Computer simulation of grain growth—V. Abnormal grain growth

Abstract

Monte Carlo computer simulation techniques have been utilized to investigate abnormal grain growth in a two dimensional matrix. The growth of abnormally large grains is modelled under two conditions: 1. (a) where the driving force is provided solely by curvature and 2. (b) where the driving force is provided by the difference in the gas-metal surface energy between grains of different crystallographic orientation. For curvature driven growth three cases are considered: 1. (a) the growth of abnormally large grains in microstructures without grain growth restraints, 2. (b) the growth of abnormally large grains in microstructures with particle dispersions, and 3. (c) grain growth in a particle pinned microstructure in which a sudden decrease in the number of particles occurs. In all these cases, the initiation of abnormal grain growth/secondary recrystallization is not found to occur. In systems free from grain growth restraints the normal grain size distribution is very robust and strongly resistant to perturbations.
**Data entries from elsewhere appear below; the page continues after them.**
PR #2575, opened 2025-04-28
Feat/ TMLR: changes to decision form

celestemartinez:
TMLR asked for some changes to the AE decision form. 

This is what the form looks like:
Screenshot 2025-04-28 at 3 04 33 PM

and how the form is stored:
Screenshot 2025-04-28 at 3 05 35 PM

Also, added some code to the preprocess.

### DIFF
--- a/openreview/journal/process/submission_decision_pre_process.py
+++ b/openreview/journal/process/submission_decision_pre_process.py
@@ -3,3 +3,10 @@ def process(client, edit, invitation):
     if edit.note.content.get('recommendation', {}).get('value') == 'Reject' and edit.note.content.get('certifications', {}).get('value', []):
         raise openreview.OpenReviewException(f'Decision Reject can not have certifications')
 
+    if edit.note.content.get('claims_and_evidence', {}).get('value') == 'Yes' and edit.note.content.get('audience', {}).get('value') == 'Yes':
+        if edit.note.content.get('recommendation', {}).get('value') == 'Reject':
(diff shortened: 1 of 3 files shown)


celestemartinez:
I am open to suggestions for the field names of new fields. Also, after this has been checked, I still need to run it by TMLR and make sure they are ok with the changes.

celestemartinez:
I realize that changing the form the way I did will change it for all journals. Is this ok, or should I make the change only for TMLR?

melisabok:
> I realize that changing the form the way I did will change it for all journals. Is this ok, or should I make the change only for TMLR?

What about using the settings where you can add/remove fields to the decision form?

openreview/journal/process/submission_decision_pre_process.py
```diff
@@ -3,3 +3,10 @@ def process(client, edit, invitation):
     if edit.note.content.get('recommendation', {}).get('value') == 'Reject' and edit.note.content.get('certifications', {}).get('value', []):
         raise openreview.OpenReviewException(f'Decision Reject can not have certifications')
 
+    if edit.note.content.get('claims_and_evidence', {}).get('value') == 'Yes' and edit.note.content.get('audience', {}).get('value') == 'Yes':
```
melisabok, line 6: are these fields specific to TMLR?

I believe it doesn't affect other venues if these fields don't exist in the decision invitation.

celestemartinez: They are not specific to TMLR, they exist in the decision invitation for the journal but are textareas, so I thought this wouldn't affect them.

For systems which contain particle dispersions strong pinning of the grain boundaries is always observed. However, when a preferred surface energy orientation is introduced, abnormal grain growth/secondary recrystallization does take place. The microstructural evolution observed during secondary recrystallization is in good correspondence with experiment. The area fraction of secondary grains exhibits sigmoidal behavior as a function of time, and is characterized by an Avrami exponent of 1.8 ± 0.3 when fit to a modified Avrami equation.